**Your objective:**
From the line containing "Remove a first" through the last line of the entries, set down every line exactly and add nothing.

═════ Input records ═════

PR #6456, opened 2020-05-22
Catalog cleanup

buchi:
Remove a first batch of unneeded catalog indexes and metadata. This mainly reduces memory usage and slightly reduces indexing time.

The following _indexes_ have been removed:
- assigned_client
- client_id
- commentators
- Date
- Description
- effective
- effectiveRange
- expires
- getRawRelatedItems
- in_reply_to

═════

**Response:**
Remove a first batch of unneeded catalog indexes and metadata. This mainly reduces memory usage and slightly reduces indexing time.

The following _indexes_ have been removed:
- assigned_client
- client_id
- commentators
- Date
- Description
- effective
- effectiveRange
- expires
- getRawRelatedItems
- in_reply_to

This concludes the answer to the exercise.